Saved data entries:

PR #341, opened 2017-03-16
Use Heap for typed arrays.

Ms2ger:


nox:
@jdm Are you satisfied with this patch? It seems ok to me.

nox:
@jdm Ping? I will need this for MSE.

nox:
Actually I think that this should probably be implemented in Servo itself, given there is nothing that is rooted in such a way here in this crate.

PR #117, opened 2021-11-11
Fix device side contains implementation and add tests

vyasr:
The `__device__` implementation of `static_map::device_view::contains` is currently broken because it relies on accessing private parent members. This PR fixes that problem (as well as adding a necessary indirection via `this` since we're in a template context) and adds a test for this function. This PR also makes `contains` a const function.


PointKernel:
Such minor issues can be identified much earlier if we have a comprehensive unit test. Probably another PR updating unit tests to exercise all device-view and host-bulk functions.

vyasr:
Yes of course. In this instance I just added unit tests for the feature whose error I found and I think that's suitable scope here, but we can definitely add more tests to catch additional issues going forward.

jrhemstad (approved):

PR #126, opened 2021-12-11
Make sentinel getters part of public device_view API.

vyasr:
`static_multimap::device_view` currently exposes public `__device__` APIs to access the sentinel values in device code, but the implementation relies on calling corresponding private methods of the `device_view_impl` class. As a result, when actually invoked, these calls fail. This PR makes those APIs public.


PointKernel (approved):
Looks like it's the same issue with other public APIs e.g. `get_slots()`, `get_capacity()`, etc, and these APIs should be exposed to `device_mutable_view` also.

I will make another PR to fix them all.

jrhemstad (approved):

■ **Aim of the task**
From top to bottom, repeat the data above without alteration.

■ **Result of the task**
PR #341, opened 2017-03-16
Use Heap for typed arrays.

Ms2ger:


nox:
@jdm Are you satisfied with this patch? It seems ok to me.

nox:
@jdm Ping? I will need this for MSE.

nox:
Actually I think that this should probably be implemented in Servo itself, given there is nothing that is rooted in such a way here in this crate.

PR #117, opened 2021-11-11
Fix device side contains implementation and add tests

vyasr:
The `__device__` implementation of `static_map::device_view::contains` is currently broken because it relies on accessing private parent members. This PR fixes that problem (as well as adding a necessary indirection via `this` since we're in a template context) and adds a test for this function. This PR also makes `contains` a const function.


PointKernel:
Such minor issues can be identified much earlier if we have a comprehensive unit test. Probably another PR updating unit tests to exercise all device-view and host-bulk functions.

vyasr:
Yes of course. In this instance I just added unit tests for the feature whose error I found and I think that's suitable scope here, but we can definitely add more tests to catch additional issues going forward.

jrhemstad (approved):

PR #126, opened 2021-12-11
Make sentinel getters part of public device_view API.

vyasr:
`static_multimap::device_view` currently exposes public `__device__` APIs to access the sentinel values in device code, but the implementation relies on calling corresponding private methods of the `device_view_impl` class. As a result, when actually invoked, these calls fail. This PR makes those APIs public.


PointKernel (approved):
Looks like it's the same issue with other public APIs e.g. `get_slots()`, `get_capacity()`, etc, and these APIs should be exposed to `device_mutable_view` also.

I will make another PR to fix them all.

jrhemstad (approved):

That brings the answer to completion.